__Exercise brief__
Restate every line of the material that follows, word for word.

__Recorded data__
PR #347, opened 2021-10-28
add LHCb names

admorris:
Following a discussion I had with @eduardo-rodrigues on Monday, here is my attempt at adding LHCb particle names (as defined in [`ParticleTable.txt`](https://gitlab.cern.ch/lhcb-conddb/DDDB/-/blob/master/param/ParticleTable.txt)). For the most part they are either PDG or EvtGen names, but there are some which are neither. Several examples of these are included in the test.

__Reply__
PR #347, opened 2021-10-28
add LHCb names

admorris:
Following a discussion I had with @eduardo-rodrigues on Monday, here is my attempt at adding LHCb particle names (as defined in [`ParticleTable.txt`](https://gitlab.cern.ch/lhcb-conddb/DDDB/-/blob/master/param/ParticleTable.txt)). For the most part they are either PDG or EvtGen names, but there are some which are neither. Several examples of these are included in the test.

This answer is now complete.